Communication and business performance
Research has repeatedly pointed to a relationship between how people are managed, their attitudes, behaviour and levels of discretionary effort, and business performance.
Conversation happens at every moment, in every company yet it is often one of the most under-rated and under-developed skills
Coaching, mentoring and an increased focus on authentic leadership have all been cited as vehicles that help move us towards improved employee engagement, and these all rest on the ability to have skilful and honest conversations which grow trust and shared purpose.
Conversations are how we connect – at work, at home, with friends, with colleagues, with clients. They are the golden thread that can either work for or against us. They can lead to trust or distrust; make us feel threatened or safe. They are the lifeblood of organisations.

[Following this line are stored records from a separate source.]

PR #1366, opened 2025-02-14
SO-6372: RF2 import result dialogue bug

adamfilep:
Client-side PR: https://github.com/b2ihealthcare/snow-owl-ext/pull/2903

### DIFF
--- a/core/com.b2international.snowowl.core/src/com/b2international/snowowl/core/request/io/ImportResponse.java
+++ b/core/com.b2international.snowowl.core/src/com/b2international/snowowl/core/request/io/ImportResponse.java
@@ -40,15 +40,18 @@ public final class ImportResponse implements Serializable {
 	private final String error;
 	private final Set<ComponentURI> visitedComponents;
 	private final List<ImportDefect> defects;
+	private final int changeCount;
 	
 	@JsonCreator
 	public ImportResponse(
 			@JsonProperty("error") final String error, 
 			@JsonProperty("visitedComponents") final Set<ComponentURI> visitedComponents, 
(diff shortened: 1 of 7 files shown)


core/com.b2international.snowowl.core/src/com/b2international/snowowl/core/request/io/ImportResponse.java
```diff
@@ -84,21 +87,29 @@ public String getError() {
...
+		return new ImportResponse(error, Set.of(), List.of(), 0);
 	}
 
 	public static ImportResponse success(Set<ComponentURI> visitedComponents) {
 		return success(visitedComponents, List.of());
 	}
 	
 	public static ImportResponse success(Set<ComponentURI> visitedComponents, List<ImportDefect> defects) {
-		return new ImportResponse(null, visitedComponents, defects);
+		return new ImportResponse(null, visitedComponents, defects, 0);
```
apeteri: This `0` can be a bit misleading on the UI side; the conditions in the PR do not prevent us from displaying e.g. `0 component(s) were imported, 99 items are displayed` when this factory method is called with a non-empty `visitedComponents` Set.

AAAlinaaa (approved):

apeteri:
A serialization test case still needs to be amended as `"changeCount": 1` is now also returned:

```
Failures: 
  ImportResponseSerializationTest.testSerialization:56 
  expected:<...e","type":"INFO"}],"[]success":true}> 
  but was: <...e","type":"INFO"}],"[changeCount":1,"]success":true}>
```

apeteri (approved):
LGTM!

PR #1168, opened 2015-10-08
mc share upload

krishnasrinivas:
1)
func doShareList() *probe.Error {
        sURLs, err := loadSharedURLsV2()
        if err != nil {
                return err.Trace()
        }
        for i, data := range sURLs.URLs {
                if time.Since(data.Date) > data.Message.Expiry {
                        sURLs.URLs = append(sURLs.URLs[:i], sURLs.URLs[i+1:]...)
                        continue
                }

doing append inside range was causing problem, fixed it

2)
Lot of types like ShareMessage should be unexported shareMessage we should fix it

3)
"share list" does not show full presigned download URL or full curl upload command, i think it's better to show that too?

4)
s3v2.go does not implement presigned post yet

5)
presigned put not implemented yet for s3v4 and s3v2

6)
content-range argument not implemented for mc

### DIFF
--- a/pkg/client/client.go
+++ b/pkg/client/client.go
@@ -36,7 +36,8 @@ type Client interface {
 	SetBucketACL(acl string) *probe.Error
 
 	// Object operations
-	Share(expires time.Duration) (string, *probe.Error)
+	ShareDownload(expires time.Duration) (string, *probe.Error)
+	ShareUpload(bool, time.Duration, string) (map[string]string, *probe.Error)
 	GetObject(offset, length int64) (body io.ReadCloser, size int64, err *probe.Error)
 	PutObject(size int64, data io.Reader) *probe.Error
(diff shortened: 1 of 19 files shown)


harshavardhana:
> Lot of types like ShareMessage should be unexported shareMessage we should fix it

There is a reason to keep it that way,  golint and others do not complain about lack of documentation for such structs.  With "Message" it was kind of prudent to have a proper documentation at the top on what it is meant to be. 


> "share list" does not show full presigned download URL or full curl upload command, i think it's better to show that too?

That can be shown too shouldn't be a problem.

harshavardhana:
Oddly "Remove github.com/tchap/go-patricia/patricia from vendor.json" is part of the commit message, can you --amend "minio-go" vendor update commit message?

PR #1189, opened 2015-10-17
support for "rm" of objects and buckets

krishnasrinivas:


harshavardhana:
You should also write a test case for this as rm_test.go - so that we can get it tested with our windows build.

Since we are manipulating quite a lot of paths and trimming off separators we should do it in a platform neutral way.

harshavardhana:
Also there are some frivolous commits remove them..

PR #1193, opened 2015-10-21
Support for "mc rm s3/bucket/dir/... incomplete force"

krishnasrinivas:


harshavardhana:
Actually thinking about this further.. actually leave this for now. I will fix it properly.

PR #1225, opened 2015-10-29
"rm" progress output

krishnasrinivas:
Note that we don't have complete list of files to be removed hence can't show progress bar i.e 0 to 100%
But we can show the file that is being removed using the "scanBar" it also shows the current file count.
I will rename scanBar to a more generic name.

### DIFF
--- a/rm-main.go
+++ b/rm-main.go
@@ -17,11 +17,15 @@
 package main
 
 import (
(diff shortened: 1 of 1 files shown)


harshavardhana:
Rebase this patch.. LGTM

PR #1226, opened 2015-10-29
rename scanBar to a more generic updateBar as it is being used by "rm…

krishnasrinivas:
…" for updating current file being removed

### DIFF
--- a/cp-main.go
+++ b/cp-main.go
@@ -160,9 +160,9 @@ func doPrepareCopyURLs(session *sessionV2, trapCh <-chan bool) {
 	// Create a session data file to store the processed URLs.
 	dataFP := session.NewDataWriter()
 
-	var scanBar scanBarFunc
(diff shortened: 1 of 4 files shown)


krishnasrinivas:
i have put a comment in source "[X] ◓ randomstring" containing unicode character not sure how fine that is. go source code is unicode stream and all modern editors support unicodes. so thought it'll be cool to put a comment that way.

abperiasamy:
UpdateBar is not appropriate. ScanBar is similar to ProgressBar. It is used to display scanning (in case of storage, it is ftw or list) progress. UpdateBar means you are updating a progress bar. It is will confuse the reader thinking that it is an accessory function to progress bar.

krishnasrinivas:
@abperiasamy i am using scanBar to show the current deleted file, not current scanned file. Essentially I am updating it to the user not scanning anything.

PR #1227, opened 2015-10-30
mirror: refactor session creation

winchram:
Previously session creation was written in a way to work unsorted
source and targets content, but reality is source and targets give
contents in sorted order always.

This patch fixes session creation to use pre-sorted source and targets
content.


harshavardhana:
LGTM

PR #1337, opened 2015-11-16
progress summary should not be shown for cp/mirror when --json is set

krishnasrinivas:


harshavardhana:
Closing this - it should be fixed in a different way.

PR #1409, opened 2015-11-18
diff - continue on non-fatal error. refactor to remove unneeded goroutine

krishnasrinivas:


harshavardhana:
> urls for trace is not needed as the user already knows it. also we are not returning it to another function so storing this context in trace is not useful, what do you think?

The reasoning is that we add whenever we have a string which can provide more info, we can say that because in the call trace one can observe if URL was ever mangled internally.  The reasoning to provide .Trace() was to provide those arguments where it actually failed. 

It is not consistent everywhere but it is slowly being fixed, but where-ever there is a string URL we should add it.

PR #1444, opened 2015-11-19
new recursive cp and session

abperiasamy:
* New session v5 with support for globals and some fixes.
* Cp url processing is rewritten. 
* Cp now supports -r instead of ...

I am also thinking about type copyURLsTypeE (cp -r [](f|d) d). That will be next.


harshavardhana:
Fixes #1377

PR #1447, opened 2015-11-19
check bucketname validity

krishnasrinivas:


harshavardhana:
Let's rework this patch what is required is not just throwing a 'InvalidBucketName' error. Here is what is required for s3.go to do 

Different types of errors.

- BucketNames cannot be less than '3' characters. Please read <link_to_s3>
- BucketNames cannot be more than '63' characters. Please read <link_to_s3>
- BucketNames cannot have special characters. Please read <link_to_s3>

Even after this 's3' sends and error we show that as well by looking at 'minio.ErrorResponse' - 'InvalidBucketName' and reply properly with providing the 'BucketName'

PR #1497, opened 2015-11-30
check for pipe args

abperiasamy:


abperiasamy:
Fixes crash in mc pipe when no args are passed.

Issue #129, opened 2016-11-21
AppVeyor failure


ocefpaf:
Not sure why AppVeyor is failing with 

```shell

[Running notebook]: C:\projects\notebooks-demos\notebooks\2016-11-15-glider_data_example.ipynb
[Failed]
An error occurred while executing the following cell:
------------------
import iris
iris.FUTURE.netcdf_promote = True
glider = iris.load(url)
print(glider)
------------------
OSError: NetCDF: Invalid argument
```

`Linux` and `OS X` can execute that notebook just fine :unamused:

ocefpaf:
@rsignell-usgs I cannot reproduce that with my old Windows XP VM. If you find some time can you test that notebook on your machine? Maybe that endpoint is blocking `AppVeyor`...

rsignell-usgs:
I'm getting that same error when I try to run that notebook on windows.   When I try `ncdump` in my Anaconda prompt, I get:

```
(ioos3) C:\Users\rsignell\Documents\GitHub>ncdump -h "http://data.ioos.us/thredd
s/dodsC/deployments/rutgers/ru29-20150623T1046/ru29-20150623T1046.nc3.nc"
CURL Error: SSL connect error
curl error details:
ncdump: http://data.ioos.us/thredds/dodsC/deployments/rutgers/ru29-20150623T1046
/ru29-20150623T1046.nc3.nc: NetCDF: I/O failure
```

ocefpaf:
That explains why I can access on my old Windows XP VM. Thanks!

I will check what we can do about it but we probably have a bad mix of SSL version in conda-forge.

rsignell-usgs:
I try to open in netCDF-Java on windows, I get this:
![2016-11-21_9-50-42](https://cloud.githubusercontent.com/assets/1872600/20487083/185fa188-afd0-11e6-9be2-6f91453bcbc5.png)

That doesn't depend on any python!

ocefpaf:
> That doesn't depend on any python!

I know, it is the openssl version used like I mentioned above. Ee can use a more permissive openssl version. I am investigating that... Although I am not sure it is recommended. The error is there for a reason.

ocefpaf:
It is not something that we can fix. I am trying a few workarounds though, but they may not be recommended. Stay tuned...

ocefpaf:
This is fixed via a patch and the next `netcdf` lib will fix this for good.

PR #149, opened 2016-12-07
Just testing, not for merging

ocefpaf:
Nothing to see here. Just checking how the latest changes in conda-forge (mostly https://github.com/conda-forge/hdf5-feedstock/pull/55) will behave in our envs.

### DIFF
--- a/.travis.yml
+++ b/.travis.yml
@@ -36,7 +36,7 @@ before_install:
   - conda info -a
 
 install:
-  - conda env create -q -f environment.yml
+  - conda env create --file environment.yml
   - source activate IOOS
 
 script:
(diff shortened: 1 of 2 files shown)


ocefpaf:
Latest updates in conda-forge are OK now to create the env on all platforms, but we are still suffering from https://github.com/ioos/notebooks_demos/issues/129

I will test a few older versions of `libnetcdf` and `netcdf4` here to see if that is related to the packages.

ocefpaf:
I am not happy about the workaround pinning here, but let's keep it that way until we have `qt` on `OS X` (so we can drop icu pin) and figure out the `libnetcdf 4.1.1.1` issue.

PR #153, opened 2016-12-12
Python 2 and 3 envs

ocefpaf:
No ready for merging yet!!! Still need to update the CIs and the docs. Adding this just to start a discussion.

@rsignell-usgs suggested that we should rename the `IOOS` env to `IOOS2` (Python 2) and IOOS3 (Python 3). Ideally we would still use IOOS3 as the default everywhere, but people would have the option to use a similar env by downloading the `environment-python-2.yml` file and creating an with with that one.

### DIFF
--- a/.travis.yml
+++ b/.travis.yml
@@ -6,25 +6,27 @@ matrix:
   fast_finish: true
   include:
     - os: linux
-      env: TEST_TARGET=default
+      env: TEST_TARGET=default ENV_NAME="IOOS3" ENV="environment.yml"
     - os: linux
-      env: TEST_TARGET=notebooks
+      env: TEST_TARGET=notebooks ENV_NAME="IOOS3" ENV="environment.yml"
     - os: linux
-      env: TEST_TARGET=staged_notebooks
+      env: TEST_TARGET=notebooks_python2 ENV_NAME="IOOS2" ENV="environment-python-2.yml"
     - os: linux
-      env: TEST_TARGET=publish
+      env: TEST_TARGET=staged_notebooks ENV_NAME="IOOS3" ENV="environment.yml"
+    - os: linux
+      env: TEST_TARGET=publish ENV_NAME="IOOS3" ENV="environment.yml"
     - os: osx
-      env: TEST_TARGET=notebooks
+      env: TEST_TARGET=notebooks ENV_NAME="IOOS3" ENV="environment.yml"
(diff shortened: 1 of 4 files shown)


jbosch-noaa:
It's a good idea if we knew where were a lot of users of both.  I thought Python 2 was no longer going to be supported in the next year though.

rsignell-usgs:
@jbosch-noaa , my thinking here was that although we want people to use Python 3, there are a *lot* of examples floating around that won't work on Python.    A lot of the notebooks that I have out there, for example.  :cry:   So we just want to avoid the situation where folks just use the `IOOS` environment, and then don't know why things that used to work anymore when they upgrade their IOOS environment (moving say, from python 2 to python 3 without them realizing it).    IMHO we should be more explicit that we are now using Python 3 and then still provide a way folks can create a Python 2 environment for compatibility.

ocefpaf:
I am stuck trying to solve https://github.com/ioos/notebooks_demos/issues/129, and removing our dependency on the `IOOS` channel (that was meant as a workaround for the lack of conda-build 2 packages in conda-forge.)

As soon as I solve those I will update the docs and merge this.

PS: the fact that we cannot install two pythons in the same env is the real problem here. But that is a `conda` limitation and there is nothing we can do. However, if people install both envs, `IOOS2` and `IOOS3`, they will be able to chose/switch them in the Jupyter menu regardless of the env they first started.

jbosch-noaa:
@rsignell-usgs  and @ocefpaf  - Your arguments are valid.  I just wanted to ask the question before I gave you my thumbs up.  I agree that we need to make sure that we flag at the top of a notebook which version of Python that notebook will run in.

ocefpaf:
> I agree that we need to make sure that we flag at the top of a notebook which version of Python that notebook will run in.

That should not be a problem with any of our notebooks. I always use Python 2/3 compatible syntax.  I can add an extra test to enforce that once I finish this PR.

ocefpaf:
I finally fixed the envs and both `Python 2` and `3` are being created successfully and all the notebooks are passing in both!

@rsignell-usgs and @jbosch-noaa I appreciate if you could take a look at the revised instructions. Feel free to edit them in the [wiki](https://github.com/ioos/notebooks_demos/wiki/Installing-Conda-Python-with-the-IOOS-environment) and I will copy and paste them here later.

PR #159, opened 2016-12-22
Trying to embed video

jbosch-noaa:


webpage/_data/navigation_v2.yml
```diff
@@ -0,0 +1,38 @@
+# Main links links.
+main:
```
ocefpaf: This won't work @jbosch-noaa because the theme will not read that file.

BTW, the reason we use GitHub is to avoid versioning files with `v2` :smile:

Appreciating how conversations can work for or against us and how they can trigger different parts of the brain, can help us understand why it’s important to develop our Conversational Wisdom.®
Conversational Wisdom is learnable, and is necessary to build more human, productive and sustainable organisations. Based on research  into leadership conversations, it provides a structure that helps leaders improve their leadership capability from a conversational perspective and, by doing so, develop better organisation-wide connectivity.
The model (Fig.1) defines three essential conditions for anyone looking to engage in a meaningful conversation – being human, being aware and being skilled. Conversational Wisdom is having the vision to recognise these three components and use them purposely to achieve a desired conversational outcome.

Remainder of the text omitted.